This embedded machine learning library is a workspace to explore embedding computer vision machine learning algorithms. Its scope is the full supervised machine learning workflow - (acquire, annotate, train, test, optimize, deploy, validate). mllib employs a microservices arctitecture.
Mllib image segmetation using the unet network and trained using the coco dataset is shown below. The left image illustrates a human segmented validation image and right shows the results of Tensorflow training and conversion to TensorRT Float16 inference on Jetson NX. This project explores the process of creating and transforming models to performed machine learned impage processing on embedded hardware.
mllib is currently a sandbox to explore ideas and techniques. As such, it is a useful location to experiment with new techniques. It is not a stable repository with consistent interfaces.
The mllib toolset includes: Tensorflow 2, Keras, Jupyter, TensorRT, TensorflowLite, Visual Studio Code, Docker, airflow, and Kubernetes. The target embedded hardware includes Jetson AGX, Jetson NX, Google Corel, and Raspberry Pi
mllib directories define specific steps to perform supervised machine learning. The README.md within these subdirectories describe how to perform each step. This include:
- datasets: dataset processing algorithms
- networks: convolutional nural networks (CNN) used by other image processing algorithms
- classify: algorithms to train and test classification networks
- segment: algorithms to train and test segmentation networks
- target: instructions in scripts to prepare and target PC, Jetson, Corel, and Raspberry Pi boards
- serve: model inference on target platforms
- utils: shared utility libraries
Embedded machine learned image processing is an emerging field. Although science fiction and its close cousin, press headlines, build the impression that the area is stable and mature, this is far from the case. Consiquently, the process I recommend is very quick development cycles moving algorithms quickly from devlopment to test on the target platform. In this past, moving algorithms from a development environment to embedded hardware would have involved a complete rewrite of software in an new runtime environment, all of these target systems run linux, can execute pythion algorithms in vitualized docker environments with hardware access to powerful machine learning coprocessors. Consiquently, my embedded machine learning process is to create an algorithm and with little or no training or optimization, move it and test it in the embedded environment. This verifies the entire tool chain can handle the model structure. Once any targeting problems are rectivied, model training and optimization is improved and target performance is verified.

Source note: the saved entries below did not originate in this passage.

PR #1186, opened 2026-04-30
feat: add logic to start assignment

### LINKED ISSUE #1150: add logic to start an assignment
after a RPC members gets an assignment, the state is "assigned". There needs to be a way to "START" is, and change the status to "in_progress"

proposal:
rename "Finish assignments" to "Manage Assignments"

To target Jetson boards, I am using the Tensorflow->ONNX->TensorRT path. For Corel and Raspberry Pi, I am following the TensorFlow->Tensorflow Lite path.
The basics of a embedded ML imaging environment include a development workstation, network, embedded device and webcam.
- I prefer a deep learning workstation (e.g. lambda workstation) rather than cloud for development. This will host your development environment, datasets, and provide objet storage to share data between the development and embedded environments. This can be built up from a current workstation or purchased as a complete sytem.
- The key component of a deep learning workstaiton is the GPU where training and inference is performed. If there were not a global semiconductior shortage, a variety of gaming to professional graphics cards are available at a wide price point. At this writing Titan RTX with 24GB memory for big models and batch sizes would be a good choice. This is a moving target and will take some research.
- After GPU, system memory is my biggest bottleneck to keeping the GPU working efficiently. A rule of thumb I have followed is 2x system meomory to GPU memory ( e.g. 48 GB RAM for a 24GB Titan RTX memory).
- Next is storage for big datasets. My preference is a 10TB 3.5" HDD for lots of storage at a moderate cost in addition to an NVME drive for runtime cashing.
- What about CPUs? Choose one that enables the fastes PCIe and memory speed and can keep up with the non GPU pre and post processing. I typically choose a lower-cost CPU that maximizes my communication speeds.
- A USB webcam is a flexiable and fun image source. I learn a lot by interacting live with ML algorithms that I wouldn't on saved image sets (low light, high contrast, saturation, etc). I use the lhe Logitech C920 because it is supported in Windows, Linux, Jetson, Corel.io and Raspberry Pi through OpenCV.
- Ubuntu linux distribution
- Visual Studio Code is a great free development environment
- Python is the primarly language for ML development and of this project
- Docker defines and runs the runtime environment for developing and targeting embedded environments. All code in this project is run within a docker environment.
- MINIO s3 object storage stores and distributes machine learning data between embedded devices, servers, and develelopment PCs.
- Jetson NX is a capabile target platform for machine learned image processing if you are choosing a target platform.
On the development workstation:
- Setup Ubuntu desktop
- Install the current nvidia drivers
sudo apt update
sudo apt upgrade -ySetup ssh server:
sudo apt install openssh-server -y
sudo systemctl status ssh
sudo ufw allow ssh
sudo ufw enable && sudo ufw reload- Configure ssh access key (windows)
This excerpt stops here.